The problem:
Please give, exactly as they appear below, the line with "Dictionary enumeration is" and every line after it through the final one, and nothing else.
╭──
PR #6233, opened 2018-10-09
[Core] Fix race on saving projects

Therzok:
What happens here is that there's no locking happening at MSBuildPropertyGroup level
that would ensure that no read/write or write/write happens when accessing its property
values

Given that the project model is thread-safe for reading, but not thread-safe for writing,
we can workaround that by using an immutable dictionary, ensuring reading the values
at a given time gives the right snapshot.

Fixes VSTS #660905 - Setting the linker to "Link SDK" and saving the
changes in WatchKitAppExtension fails with error "Index was outside the
bounds of the array"
Fixes VSTS #687075 - “System.IndexOutOfRangeException”
exception on changing proprties in iOS Build Project Options

### DIFF
--- a/main/src/core/MonoDevelop.Core/MonoDevelop.Projects.MSBuild/MSBuildPropertyGroup.cs
+++ b/main/src/core/MonoDevelop.Core/MonoDevelop.Projects.MSBuild/MSBuildPropertyGroup.cs
@@ -36,7 +36,7 @@ namespace MonoDevelop.Projects.MSBuild
 {
 	public class MSBuildPropertyGroup: MSBuildElement, IMSBuildPropertySet, IMSBuildEvaluatedPropertyCollection
 	{
-		Dictionary<string,MSBuildProperty> properties = new Dictionary<string, MSBuildProperty> (StringComparer.OrdinalIgnoreCase);
+		ImmutableDictionary<string, MSBuildProperty> properties = ImmutableDictionary<string, MSBuildProperty>.Empty.WithComparers (StringComparer.OrdinalIgnoreCase);
 		internal List<MSBuildProperty> PropertiesAttributeOrder { get; } = new List<MSBuildProperty> ();
 		public MSBuildPropertyGroup ()
 		{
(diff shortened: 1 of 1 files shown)


Therzok:
@manish can we rerun automated uitests?

Therzok:
@slluis finding it pretty hard to crop up a test case that's deterministic.

With the previous version, I could pretty much repro it on my machine (not sure how to on slower machines).

```
using System;
using System.Threading.Tasks;
using NUnit.Framework;

namespace MonoDevelop.Projects.MSBuild
{
	[TestFixture]
	public class MSBuildPropertyGroupTests
	{
		[Test]
		public async Task IsThreadSafeReading ()
		{
			var group = new MSBuildPropertyGroup();
			var crit = new AsyncCriticalSection ();
			const int count = 5000;
			var tasks = new Task [count];

			for (int i = 0; i < count; ++i) {
				int _i = i;
				tasks [i] = Task.Run (async () => {
					if (_i % 2 == 0) {
						using (await crit.EnterAsync ()) {
							group.SetValue ("a", "a" + _i);
						}
					} else {
						group.GetValue ("a", "a" + _i);
					}
				});
			}

			await Task.WhenAll (tasks);
		}
	}
}
```

Therzok:
Funnily enough, after running that, the IDE becomes unresponsive, as a lot of FSW threads are now up.

slluis:
I don't see how this solves the problem. The problem happens when writing, not when reading, so this is a write/write concurrency issue. By using an immutable dictionary we just hide a concurrency case that should not happen.

Therzok:
There's a few problems at hand:

Dictionary enumeration is not thread safe, if any writer is writing. So, even if we have just 1 writer and 12 readers, it'll still throw an exception at some point or loop infinitely. So if we don't want to lock around the Dictionary, we have no choice but to use ImmutableDictionary.

The above stands because _anyone_ can request the global property group that's being written to and they can write to it on a completely different thread than the one writing the projects. This alone is a really hard problem, as none of the stacktraces we've had showed a different code-path.

Also, I just noticed `MSBuildProject.SetShared` is never called?

slluis:
I'm aware that this will fix the write/read concurrency problem, but this doesn't fix the write/write concurrency problem, which is what is reported in the referenced bugs.

Therzok:
cc @slluis 

Validated with UI tests, there is no write/write race from what I can see.

slluis (approved):

Therzok:

Therzok:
╰──
Task response:
Dictionary enumeration is not thread safe, if any writer is writing. So, even if we have just 1 writer and 12 readers, it'll still throw an exception at some point or loop infinitely. So if we don't want to lock around the Dictionary, we have no choice but to use ImmutableDictionary.

The above stands because _anyone_ can request the global property group that's being written to and they can write to it on a completely different thread than the one writing the projects. This alone is a really hard problem, as none of the stacktraces we've had showed a different code-path.

Also, I just noticed `MSBuildProject.SetShared` is never called?

slluis:
I'm aware that this will fix the write/read concurrency problem, but this doesn't fix the write/write concurrency problem, which is what is reported in the referenced bugs.

Therzok:
cc @slluis 

Validated with UI tests, there is no write/write race from what I can see.

slluis (approved):

Therzok:

Therzok:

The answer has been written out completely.